Dr. JOHNSON: And in the process, she had a liver biopsy.

KRULWICH: And the doc said, well, why don't we send her liver to the lab to see if there any fetal cells gathering where she's got trouble? And when they looked…

Dr. JOHNSON: We found hundreds…


Dr. JOHNSON: …and hundreds of fetal cells.

KRULWICH: Normally, they'd expect five or 10 cells.

Dr. JOHNSON: But this was a very large - we saw literally sheets of cells -whole areas that seemed to be normal.

KRULWICH: Meaning that those fetal cells had gathered at the liver and like stem cells, they just turned themselves, in this case, into healthy liver cells.

Dr. JOHNSON: And most interestingly, this woman did not desire to have any further treatment done. In fact, she wanted to get back to her normal life and be left alone.

KRULWICH: And so she left the hospital with hepatitis, but when they checked months later, they learned…

Dr. JOHNSON: That she is completely healthy, no signs of further liver damage.

KRULWICH: So no medical intervention, but just a huge number of her babies' fetal cells. Could that lead you to think the poetic thought that she was saved by her kids?

Dr. JOHNSON: We want to think that.

Prof. ARTLETT: I know you do.

(Soundbite of laughter)

Dr. JOHNSON: There - it's the most likely explanation.

KRULWICH: But in science, there is such a thing as a too dangerously beautiful idea.

Dr. JOHNSON: That's right. Right. If - and we say the same thing to ourselves, because it shows such a basic, wonderful thing, but it has to be right. And we can't be led astray by our own desire for it to be true.

KRULWICH: So they are systematically testing the good hypothesis and the bad hypothesis, all these ideas, on laboratory mice. And when they see mother mice with all kinds of diseases, infectious disease, cancer…

Dr. JOHNSON: Ovarian cancer, endometrial cancer, cervical cancers, we find fetal cells there. We know that fetal cells don't…

KRULWICH: Over and over and over and over?

Dr. JOHNSON: Over and over and over and over.

KRULWICH: Suggesting that fetal cells regularly rush to the places where they're needed in the mom. And, says Carol Artlett…

Prof. ARTLETT: There's a lot of evidence now starting to come out that these cells may actually be repairing tissue.

KRULWICH: That is, protecting the mom. While the other hypothesis that fetal cells hurt the moms - there, the more they look, the less they find.

Dr. JOHNSON: I can't recall a single study that's been truly reproduced to verify the bad fetal cell hypothesis.

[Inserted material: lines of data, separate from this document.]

PR #127, opened 2019-06-21
feat: show notifications

GusBaamonde:
show-bell

Solved the :after data-count="0" @cbernat

### DIFF
--- a/assets/scss/templates/_header.scss
+++ b/assets/scss/templates/_header.scss
@@ -182,11 +182,12 @@
     color: $dp-color-silver;
   }
 
-  a.active {
+  .active {
     color: $dp-color-lightgrey;
+    cursor: pointer;
   }
 
-  a.active:after {
+  .active:after {
     content: attr(data-count);
     color: $dp-color-white;
     background-color: $dp-color-yellow;
@@ -197,8 +198,8 @@
     font-size: 11px;
     position: absolute;
     text-align: center;
-    top: -5px;
-    left: 10px;
+    top: 6px;
+    left: 9px;
   }
 
   .user-avatar {
--- a/assets/scss/templates/_header.scss
+++ b/assets/scss/templates/_header.scss
@@ -256,8 +256,8 @@
 }
 
 &.notifications {
-    padding: 25px;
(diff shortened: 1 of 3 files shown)


assets/scss/templates/_header.scss
```diff
@@ -251,10 +251,15 @@
...
   transition: all 0.3s ease;
 
-&.helper--right{
+&.helper--right {
   right: -12px;
 }
 
+&.notifications {
+    padding: 25px;
+    font-size: 13px;
```
cbernat: I think we have a variable for this font-size right?

assets/templates/header.html
```diff
@@ -69,10 +69,11 @@
           <ul class="nav-right-main--list">
             <li>
             <a href="#" class="user-menu--open active" data-count="1"><span class="ms-icon icon-notification"></span></a>
-            <div class="user-menu helper--right">
+            <div class="user-menu helper--right notifications">
               <h5>NUEVO: Comportamiento en Sitio</h5>
```
andresmoschini: It is missing changing this structure, right?

assets/scss/templates/_header.scss
```diff
@@ -256,8 +256,8 @@
 }
 
 &.notifications {
-    padding: 25px;
-    font-size: 13px;
+    padding: $dp-spaces--lv4;
+    font-size: $dp-sizing--lvl2;
```
cbernat: ❤️

cbernat:
I do not see free user notificiation here. The one with upgrade link.

assets/templates/header.html
GusBaamonde: Yes, just change it with the message structure that brings backend

GusBaamonde:
> I do not see free user notificiation here. The one with upgrade link.

El contenido del mensaje no viene por backend?

cbernat:
> > I do not see free user notificiation here. The one with upgrade link.
> 
> El contenido del mensaje no viene por backend?

Yes it does, but I thought we were implementing free message first, that's all, should be similar.

PR #128, opened 2019-06-25
feat: remove lateral margin from the menu

GusBaamonde:
dbr_342

Se observa una diferencia en el padding lateral de webapp en relación al resto de la app
http://jira.makingsense.com/browse/DBR-342

### DIFF
--- a/assets/scss/templates/_header.scss
+++ b/assets/scss/templates/_header.scss
@@ -31,7 +31,7 @@
 
 .dp-header--cm {
   .dp-logo--cm {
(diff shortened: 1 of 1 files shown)


cbernat:
👍

cbernat:
👍

andresmoschini:
If it does not have a breaking change, it could be merged without worry about webapp.

andresmoschini:
image

In my opinion, a change in a margin is not a feature, if before it was wrong, it is a fix. Could you rewrite the history fixing it?

PR #129, opened 2019-06-25
feat: remove overflow hidden from header main

GusBaamonde:
DBR-341 When header is collapsed, user lateral menu is hidden

shopy

### DIFF
--- a/assets/js/main.js
+++ b/assets/js/main.js
@@ -8,11 +8,16 @@ $('body').on({
 
     if (submenu[0] && submenu[0].children.length) {
       $('.header-main').addClass('header-open');
+    } else {
+      $('.sub-menu.open').hide();
     }
   },
   mouseleave: function() {
-    if(!$(this).hasClass('submenu-item')) {
+    if ($('.header-main .submenu-item > a.active').length > 0){
       $('.header-main').addClass('header-open');
+      $('.sub-menu.open').show(150);
+    } else {
+      $('.header-main').removeClass('header-open');
     }
   }
 }, '.menu-main>li');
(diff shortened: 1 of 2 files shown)


assets/scss/templates/_header.scss
```diff
@@ -13,7 +13,6 @@
   display: flex;
   font-family: $dp-font-family;
   height: auto;
-  overflow: hidden;
```
andresmoschini: Does it not generate any unwanted behavior?

I mean, this CSS was there for a reason, right?

cbernat: For an unknown reason. This prevents the lateral menu for showing, I would say we need to test this thoroughly.

cbernat: Please check this case:
image

andresmoschini:
In my opinion, it is neither a feature. Could you rewrite the history fixing it?

Also, take care of not merging it before fixing the issue that @cbernat has found.

assets/js/main.js
```diff
@@ -8,11 +8,16 @@ $('body').on({
 
     if (submenu[0] && submenu[0].children.length) {
       $('.header-main').addClass('header-open');
+    } else {
+      $('.sub-menu.open').hide();
     }
   },
   mouseleave: function() {
-    if(!$(this).hasClass('submenu-item')) {
```
andresmoschini: in the new changes, _this_ is not used anymore, the affected element is not important anymore?

cbernat: I don't get what you mean. What new changes? Other than the ones in this PR?

cbernat: I use .header-main class that is the main class of the header. I suppose with this is more than ok.

PR #133, opened 2019-07-02
fix(header): add classes instead of styles to hide header submenu

cbernat:
Because react does not override inline styles there was an issue with the header.  
Scenario: when in reports, hover another menu without sub items and then go to shopify, the result was that the menu did not hide when in shopify. 

http://cdn.fromdoppler.com/doppler-ui-library/build391/header.html

### DIFF
--- a/assets/js/main.js
+++ b/assets/js/main.js
@@ -9,13 +9,13 @@ $('body').on({
     if (submenu[0] && submenu[0].children.length) {
       $('.header-main').addClass('header-open');
     } else {
-      $('.sub-menu.open').hide();
+      $('.sub-menu.open').removeClass('open');
     }
   },
   mouseleave: function() {
     if ($('.header-main .submenu-item > a.active').length > 0){
       $('.header-main').addClass('header-open');
-      $('.sub-menu.open').show(150);
+      $('.header-main .submenu-item > a.active + .sub-menu').addClass('open');
     } else {
       $('.header-main').removeClass('header-open');
     }


assets/scss/templates/_header.scss
```diff
@@ -123,6 +123,9 @@
 
   &.open {
     display: flex;
+    &.hidden {
```
fcoronelmakingsense: need hidden inside open?

assets/js/main.js
```diff
@@ -9,13 +9,13 @@ $('body').on({
...
     } else {
-      $('.sub-menu.open').hide();
+      $('.sub-menu.open').addClass('hidden');
     }
   },
   mouseleave: function() {
     if ($('.header-main .submenu-item > a.active').length > 0){
       $('.header-main').addClass('header-open');
-      $('.sub-menu.open').show(150);
+      $('.sub-menu.open').removeClass('hidden');
```
andresmoschini: 150 is not necessary anymore? is there a css animation now?

assets/scss/templates/_header.scss
cbernat: To hide menu when you do hover over templates menu for example. Perhaps open class should be named selected, or active.

assets/js/main.js
cbernat: I will add something here yes.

KRULWICH: So while no one knows in the end which way it'll go…

Dr. JOHNSON: I think that that's something that we're going to see within the next five years or less.

KRULWICH: So far, a sense is building that fetal cells probably stay in mothers for decades to defend and to protect them, which increasingly is a quiet consolation to Kirby Johnson, because it's now more likely that his cells and his brother's cells were helping their mom, not hurting. And even though his mother did die, Kirby's beginning to feel differently.

Dr. JOHNSON: Well, maybe if it wasn't for my brother and I, she may have passed a few years earlier. Maybe we bought her a couple of extra years of time so she could have a few more birthdays and a few more Mother's Days. And that, if I can just say, that there is some way where I can even have the remotest thought that I contributed to the extension of my mother's life, even if it was a few days, that would make all of the years that I've spent doing this research worthwhile.

STEWART: And that was Robert Krulwich reporting.